Saved data entries:
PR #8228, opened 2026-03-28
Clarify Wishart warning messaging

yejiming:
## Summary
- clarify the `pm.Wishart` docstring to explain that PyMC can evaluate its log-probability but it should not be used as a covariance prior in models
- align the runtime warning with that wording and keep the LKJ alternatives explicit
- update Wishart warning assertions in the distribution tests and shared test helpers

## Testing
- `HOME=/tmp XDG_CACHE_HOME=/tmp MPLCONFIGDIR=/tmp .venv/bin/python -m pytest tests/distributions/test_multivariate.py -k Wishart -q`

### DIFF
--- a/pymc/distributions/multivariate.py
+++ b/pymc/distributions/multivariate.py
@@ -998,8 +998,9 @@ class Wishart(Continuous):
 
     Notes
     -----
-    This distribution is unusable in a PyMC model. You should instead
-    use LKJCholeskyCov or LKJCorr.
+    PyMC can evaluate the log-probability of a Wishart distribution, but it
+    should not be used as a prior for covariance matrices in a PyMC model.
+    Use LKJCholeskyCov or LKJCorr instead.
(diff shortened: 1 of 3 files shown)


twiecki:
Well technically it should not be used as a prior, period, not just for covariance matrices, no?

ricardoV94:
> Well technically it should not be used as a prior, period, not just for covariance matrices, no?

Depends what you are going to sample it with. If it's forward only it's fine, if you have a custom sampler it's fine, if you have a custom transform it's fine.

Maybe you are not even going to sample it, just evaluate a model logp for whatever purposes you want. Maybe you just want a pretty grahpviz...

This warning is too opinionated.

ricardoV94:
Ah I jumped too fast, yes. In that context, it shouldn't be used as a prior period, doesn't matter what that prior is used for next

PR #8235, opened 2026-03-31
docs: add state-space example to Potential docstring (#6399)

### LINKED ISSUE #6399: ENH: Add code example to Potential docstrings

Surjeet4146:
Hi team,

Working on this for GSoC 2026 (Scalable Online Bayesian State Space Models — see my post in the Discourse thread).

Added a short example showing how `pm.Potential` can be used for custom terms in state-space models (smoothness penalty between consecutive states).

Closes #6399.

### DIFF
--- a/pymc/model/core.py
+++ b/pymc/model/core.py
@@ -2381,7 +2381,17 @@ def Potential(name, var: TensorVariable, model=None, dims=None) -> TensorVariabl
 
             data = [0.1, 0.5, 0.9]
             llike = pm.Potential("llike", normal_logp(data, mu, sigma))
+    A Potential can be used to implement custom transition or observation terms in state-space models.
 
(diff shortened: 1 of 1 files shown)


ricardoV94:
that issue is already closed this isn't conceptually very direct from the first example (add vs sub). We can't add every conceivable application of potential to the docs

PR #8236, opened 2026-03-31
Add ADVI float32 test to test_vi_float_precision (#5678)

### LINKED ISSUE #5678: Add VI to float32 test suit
...
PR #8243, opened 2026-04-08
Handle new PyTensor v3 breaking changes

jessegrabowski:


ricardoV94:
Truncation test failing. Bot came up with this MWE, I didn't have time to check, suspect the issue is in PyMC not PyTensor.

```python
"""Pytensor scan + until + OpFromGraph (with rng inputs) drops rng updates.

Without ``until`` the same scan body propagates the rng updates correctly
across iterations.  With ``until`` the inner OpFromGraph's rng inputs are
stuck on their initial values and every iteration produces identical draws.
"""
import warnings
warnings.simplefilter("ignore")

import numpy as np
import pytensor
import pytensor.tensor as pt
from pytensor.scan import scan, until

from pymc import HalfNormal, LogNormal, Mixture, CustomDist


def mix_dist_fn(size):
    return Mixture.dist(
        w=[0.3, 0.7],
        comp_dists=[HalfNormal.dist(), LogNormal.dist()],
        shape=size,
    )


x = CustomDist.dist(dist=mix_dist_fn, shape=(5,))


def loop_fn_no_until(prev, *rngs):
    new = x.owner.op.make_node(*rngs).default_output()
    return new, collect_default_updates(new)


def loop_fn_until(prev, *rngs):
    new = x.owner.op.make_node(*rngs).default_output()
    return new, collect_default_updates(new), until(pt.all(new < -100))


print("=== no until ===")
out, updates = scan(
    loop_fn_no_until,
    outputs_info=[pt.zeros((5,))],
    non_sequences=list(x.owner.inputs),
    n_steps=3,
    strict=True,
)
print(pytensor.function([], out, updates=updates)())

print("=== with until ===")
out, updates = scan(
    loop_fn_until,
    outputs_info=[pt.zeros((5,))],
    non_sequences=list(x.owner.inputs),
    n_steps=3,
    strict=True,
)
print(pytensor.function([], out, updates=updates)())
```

▶ **TASK DIRECTIONS**
Your answer should consist solely of the lines above from the line with "PR #8228, opened 2026-03-28" to the line with "distribution, but it", both included, reproduced exactly.

▶ **ANSWER TO THIS EXERCISE**
PR #8228, opened 2026-03-28
Clarify Wishart warning messaging

yejiming:
## Summary
- clarify the `pm.Wishart` docstring to explain that PyMC can evaluate its log-probability but it should not be used as a covariance prior in models
- align the runtime warning with that wording and keep the LKJ alternatives explicit
- update Wishart warning assertions in the distribution tests and shared test helpers

## Testing
- `HOME=/tmp XDG_CACHE_HOME=/tmp MPLCONFIGDIR=/tmp .venv/bin/python -m pytest tests/distributions/test_multivariate.py -k Wishart -q`

### DIFF
--- a/pymc/distributions/multivariate.py
+++ b/pymc/distributions/multivariate.py
@@ -998,8 +998,9 @@ class Wishart(Continuous):
 
     Notes
     -----
-    This distribution is unusable in a PyMC model. You should instead
-    use LKJCholeskyCov or LKJCorr.
+    PyMC can evaluate the log-probability of a Wishart distribution, but it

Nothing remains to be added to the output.